In particolare, nel 2015, ha avviato la più ampia revisione dell'Esercito Popolare di Liberazione (PLA) dagli anni ‘50, introducendo una struttura di comando congiunto snella con la trasformazione delle sette regioni militari in cinque comandi di teatro e creato un Dipartimento di Stato Maggiore Congiunto per coordinare operazioni integrate e multi-dominio.
Sono state, inoltre, introdotte la PLA Rocket Force, responsabile dei missili nucleari e convenzionali, e la Strategic Support Force (SSF), incaricata delle capacità di guerra spaziale, cibernetica ed elettronica.
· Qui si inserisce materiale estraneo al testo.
PR #222, opened 2022-03-14
[RW-7885, PF-1376] Pool config for BigQuery Daily Usage Quota Override

jaycarlton:
Add new pool quota for RBS.

### DIFF
--- a/src/main/resources/config/dev/pool_schema.yml
+++ b/src/main/resources/config/dev/pool_schema.yml
@@ -10,9 +10,9 @@ poolConfigs:
   - poolId: "workspace_manager_v9"
     size: 500
     resourceConfigName: "workspace_manager_v9"
-  - poolId: "vpc_sc_v6"
+  - poolId: "vpc_sc_v7"
     size: 300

Il governo cinese ha intenzione di proteggere i suoi interessi mondiali e sfidare il dominio militare americano, in primis in Asia.

Il cambiamento ha coinvolto anche la marina cinese, che con molta probabilità sarà considerata una “grande potenza marittima”, idealmente entro il 2035.
Secondo quanto riportato dal sito GIS report online, ad agosto dello scorso anno, la Marina cinese (PLA Navy) vantava circa 370 imbarcazioni/piattaforme, tra cui grandi navi da combattimento di superficie, navi anfibie oceaniche, sottomarini, portaerei, cacciamine e navi ausiliarie della flotta. Questo numero dovrebbe salire a 395 navi entro il prossimo anno e raggiungere le 435 entro il 2030, contro una Marina statunitense che dispone di 296 navi da combattimento, che si prevede scenderanno a 294 entro il 2030. La Royal Navy del Regno Unito, la più grande d'Europa dopo la Russia, ha solo 45 navi.
L'intenso programma di costruzione navale di Pechino degli ultimi anni ha prodotto la più grande forza navale/marittima del mondo, che può operare più lontano che mai dalle coste cinesi.
Pechino starebbe anche modernizzando il suo arsenale missilistico strategico. Entro il 2030, si prevede che avrà più di 1.000 testate nucleari, molte delle quali con una gittata tale da colpire gli Stati Uniti continentali. Tuttavia questo arsenale resta ancora inferiore a quello degli Stati Uniti e della Russia. Il Pentagono stima che Pechino stia aumentando il suo arsenale di testate nucleari di circa 100 all'anno. (CNN)
Come nuova potenza globale, Pechino sta sviluppando la sua presenza all’estero in regioni strategiche per la Cina con la creazione di basi navali.
Pechino ha aperto la sua prima base militare all'estero a Gibuti nell’agosto 2017, supporta il porto navale di Gwadar in Pakistan e avrebbe una presenza militare in Tagikistan, dove starebbe costruendo una base militare, anche se entrambi i paesi smentiscono. Sembra che Pechino stia espandendo segretamente la propria presenza militare in Tagikistan da oltre un decennio. La base è stata probabilmente creata sia per impedire ai Talebani in Afghanistan di estendere la propria influenza in Asia centrale e in Cina, sia per proiettare l'influenza cinese in Asia centrale.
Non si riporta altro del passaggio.